PR #243, opened 2016-09-04
Have Travis cache the entire verilator directory

zhemao:
It turns out the makefile will try to rebuild the installed verilator binary if the source is missing, so we should cache the entire verilator directory (both source and installation). Hopefully this will speed up future Travis runs.

### DIFF
--- a/.travis.yml
+++ b/.travis.yml
@@ -8,7 +8,7 @@ cache:
   directories:
     $HOME/.ivy2
     regression/install
-    emulator/verilator/install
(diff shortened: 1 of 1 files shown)


colinschmidt:
Looks good. You might want to manually clear the cache after this makes it to master to make sure the cache gets updated. Travis has been funky about this kind of stuff in the past.

zhemao:
Yeah, I've already noticed some of that weirdness. I'll clear the caches now.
^^^^^^^^^^^^^^^^
-- Your instructions --
Extract from the data every line where "clear" shows up.

-- Expected output --
Looks good. You might want to manually clear the cache after this makes it to master to make sure the cache gets updated. Travis has been funky about this kind of stuff in the past.
Yeah, I've already noticed some of that weirdness. I'll clear the caches now.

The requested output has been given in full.